+++ DATA PROVIDED

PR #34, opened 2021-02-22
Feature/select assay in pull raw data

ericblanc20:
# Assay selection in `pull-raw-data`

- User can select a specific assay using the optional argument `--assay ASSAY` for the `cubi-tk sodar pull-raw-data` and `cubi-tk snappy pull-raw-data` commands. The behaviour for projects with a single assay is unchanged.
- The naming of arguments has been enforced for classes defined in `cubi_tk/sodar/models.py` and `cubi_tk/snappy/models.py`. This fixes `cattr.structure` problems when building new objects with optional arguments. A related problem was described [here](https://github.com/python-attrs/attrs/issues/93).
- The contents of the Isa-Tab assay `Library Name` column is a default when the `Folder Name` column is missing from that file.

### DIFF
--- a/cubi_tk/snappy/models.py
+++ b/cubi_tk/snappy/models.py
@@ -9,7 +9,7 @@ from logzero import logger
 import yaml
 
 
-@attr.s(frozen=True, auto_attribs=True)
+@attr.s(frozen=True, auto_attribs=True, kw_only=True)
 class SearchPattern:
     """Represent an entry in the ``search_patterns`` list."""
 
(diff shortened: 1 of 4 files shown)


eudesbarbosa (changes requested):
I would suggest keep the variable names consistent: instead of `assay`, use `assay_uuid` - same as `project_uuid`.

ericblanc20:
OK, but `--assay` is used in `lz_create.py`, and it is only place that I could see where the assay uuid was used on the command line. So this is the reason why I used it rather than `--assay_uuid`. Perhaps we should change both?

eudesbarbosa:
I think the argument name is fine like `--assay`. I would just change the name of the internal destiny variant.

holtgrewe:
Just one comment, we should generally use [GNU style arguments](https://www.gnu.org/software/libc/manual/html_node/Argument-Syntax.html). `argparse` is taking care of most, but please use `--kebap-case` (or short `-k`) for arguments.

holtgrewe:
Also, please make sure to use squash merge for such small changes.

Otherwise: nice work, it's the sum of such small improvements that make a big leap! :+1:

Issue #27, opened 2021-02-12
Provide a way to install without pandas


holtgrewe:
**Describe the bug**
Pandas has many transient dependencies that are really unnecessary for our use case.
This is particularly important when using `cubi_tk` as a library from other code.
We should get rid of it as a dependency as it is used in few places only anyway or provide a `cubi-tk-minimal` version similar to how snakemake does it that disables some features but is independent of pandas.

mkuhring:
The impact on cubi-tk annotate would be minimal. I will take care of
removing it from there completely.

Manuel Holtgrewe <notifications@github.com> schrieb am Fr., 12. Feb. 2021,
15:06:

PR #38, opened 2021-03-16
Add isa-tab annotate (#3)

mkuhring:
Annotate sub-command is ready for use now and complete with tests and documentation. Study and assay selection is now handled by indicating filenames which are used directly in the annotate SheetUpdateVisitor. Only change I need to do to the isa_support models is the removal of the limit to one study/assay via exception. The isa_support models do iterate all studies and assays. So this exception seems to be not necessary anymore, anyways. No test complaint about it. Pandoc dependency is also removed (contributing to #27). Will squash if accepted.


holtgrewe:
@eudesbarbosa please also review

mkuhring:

++++++

**EXERCISE**
Look above for the line with "Feature/select assay in pull raw data" and the line with "- User can select". Retype those two lines and every line between them exactly, adding nothing.

**ANSWER TO THIS TASK**
Feature/select assay in pull raw data

ericblanc20:
# Assay selection in `pull-raw-data`

- User can select a specific assay using the optional argument `--assay ASSAY` for the `cubi-tk sodar pull-raw-data` and `cubi-tk snappy pull-raw-data` commands. The behaviour for projects with a single assay is unchanged.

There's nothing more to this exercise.